The enhanced tonic GABAA current of TC neurons in genetic absence models is not due to increased vesicular GABA release, overexpression of extrasynaptic GABAARs, or mis-expression of synaptic GABAARs, but results from a malfunction of the GABA transporter GAT-1,17 despite it being far less abundant in the thalamus than GAT-3.21 As shown in Figure 1B1-2 in fact, i) block of GAT-1 (by the selective blocker NO711) in GAERS and stargazer has no effect on tonic current amplitude of TC neurons, ii) block of GAT-1 in the respective non-epileptic rats and mice increases tonic current amplitude to similar values to those seen in GAERS and stargazer mice, and iii) the compensatory increase in uptake by GAT-1 that is seen following block of GAT-3 (by the selective blocker SNAP5114) in non-epileptic animals is lost in both GAERS and stargazer mice.17 A malfunction in GAT-1 also underlies the increased tonic GABAA current in TC neurons of lethargic mice.17 These data support and enlarge previous observations that had shown a reduced GABA uptake by GAT-122 and an increased level of extracellular GABA23 in the ventrobasal thalamus of GAERS compared to NEC. Differently from GAERS and stargazer mice, however, GABA transport by GAT-1 is reversed in lethargic mice, with this transporter being a source of ambient GABA. Interestingly, NO711 increases tonic GABAA current by a similar amount in dentate gyrus granule cells of GAERS and NEC,17 indicating that GAT-1 activity is not compromised in a brain area that does not participate in the generation of typical absence seizures18 and where the distribution of this transporter is primarily neuronal.24 Indeed, the tonic current of dentate gyrus granule cells is not different between GAERS and NEC.17
In summary, therefore, genetic models of typical absence seizures (i.e., GAERS, stargazer, and lethargic mice) show a brain region-specific enhancement of tonic GABAA current, which in TC neurons is due to increased extracellular GABA level resulting from a malfunction in GABA uptake by astrocytic GAT-1.

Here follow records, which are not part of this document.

PR #811, opened 2024-03-13
SWC-6681: Split definingSQL form from entity description and validate

jinjunoh:
- https://rest-docs.synapse.org/rest/POST/validateDefiningSql.html
- create custom useValidateDefiningSql to handle queries and error response
- split TABLE_SQL and TABLE_NAME to two different steps


packages/synapse-react-client/src/components/CreateTableViewWizard/CreateTableViewWizard.tsx
```diff
@@ -124,6 +126,28 @@ export default function CreateTableViewWizard(
...
+    onSuccess: (isSqlValid: ValidateDefiningSqlResponse) => {
+      if (isSqlValid && isSqlValid.isValid) {
+        setStep('TABLE_NAME')
+      }
+    },
+  })
+
+  const showSqlValidationError: string | null = useMemo(() => {
+    if (sqlValidationError?.message) {
+      return sqlValidationError.message
```
nickgros, line 143: Is this necessary? I think we set up the generics so `useValidateDefiningSql`'s error will always be `SynapseClientError` if it is defined

packages/synapse-react-client/src/components/CreateTableViewWizard/CreateTableViewWizard.tsx
```diff
@@ -124,6 +126,28 @@ export default function CreateTableViewWizard(
...
+    error: sqlValidationError,
+  } = useValidateDefiningSql(sql, entityType!, {
+    onSuccess: (isSqlValid: ValidateDefiningSqlResponse) => {
+      if (isSqlValid && isSqlValid.isValid) {
+        setStep('TABLE_NAME')
+      }
+    },
+  })
+
+  const showSqlValidationError: string | null = useMemo(() => {
```
nickgros, line 141: Since it is a string, suggest renaming
```suggestion
  const sqlValidationError: string | null = useMemo(() => {
```

packages/synapse-react-client/src/components/CreateTableViewWizard/CreateTableViewWizard.tsx
```diff
@@ -206,6 +230,15 @@ export default function CreateTableViewWizard(
     sql,
     viewTypeMask,
   ])
+
+  const onTableSql = useCallback(async () => {
+    try {
+      await validateSql()
+    } catch (e) {
+      return
+    }
```
nickgros, line 239: It's not a good idea to swallow errors, though in this case we know that the error is shown to the user after it is returned by `useMutation`.

To remove this bad pattern, let's use `mutate` instead of `mutateAsync`. `mutate` will not throw on an error, so there is no need to `try/catch`.

I think then `onTableSql` could be deleted (since it would just call another fn) and in `onNextButtonClicked` you can just call `validateSql`

packages/synapse-react-client/src/synapse-queries/table/useDefiningSql.ts
```diff
@@ -0,0 +1,18 @@
...
+export function useValidateDefiningSql(
+  sql: string,
+  entityType: EntityType,
+  options?: UseMutationOptions<ValidateDefiningSqlResponse, SynapseClientError>,
+) {
+  return useMutation<ValidateDefiningSqlResponse, SynapseClientError>({
+    ...options,
+    mutationFn: () => validateDefiningSql(sql, entityType),
+  })
+}
```
nickgros, line 18: This doesn't look right, the `sql` and `entityType` args should be passed to the `mutationFn`, not the hook

packages/synapse-react-client/src/components/CreateTableViewWizard/CreateTableViewWizard.tsx
nickgros: May or may not want to keep this fn after updating the mutation hook per [this comment](https://github.com/Sage-Bionetworks/synapse-web-monorepo/pull/811/files#r1523625082) as you will still need to call `validateSql({sql, entityType})`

Enhanced Tonic GABAA Inhibition In The GHB Model: Role of GABABRs
Systemic (or intrathalamic) injection of γ-hydroxybutyric acid (GHB) is undoubtedly the best-established pharmacological model of typical absence seizures,25,26 and systemic administration of 4,5,6,7-tetrahydroisoxazolo[5,4-c]pyridin-3-ol) (THIP), a selective agonist at δ subunit-containing extrasynaptic GABAARs,27 has been shown to elicit SWDs in normal animals.28 Therefore, whereas it is not surprising that THIP dose-dependently enhances the tonic GABAA current in TC neurons of normal Wistar rats,17 one would not expect GHB, which does not bind to GABAARs and is believed to elicit absence seizures by activation of GABABRs,26 to have an effect on the tonic GABAA current. However, GHB dose-dependently enhances the tonic GABAA current in TC neurons of normal Wistar rats17 (Figure 2A,B) at concentrations that are similar to the brain concentrations that elicit absence seizures in vivo.29 This effect of GHB is not due to some aspecific action since it is abolished by the GABABR antagonist CGP55845 (Figure 2B). Interestingly, application of CGP55845 alone significantly reduces the tonic GABAA current amplitude in TC neurons of Wistar rats to 74% of control17 (Figure 2B), indicating that facilitation of extrasynaptic GABAARs by GABABRs contributes approximately one quarter of the tonic GABAA current in normal rats. Importantly, CGP55845 also reduces the tonic current in GAERS, stargazer and lethargic mice to about 55, 65 and 57%, respectively17 (Figure 2C), suggesting that facilitation of extrasynaptic GABAAR function by GABABR activation contributes up to half of the tonic current in these genetic models.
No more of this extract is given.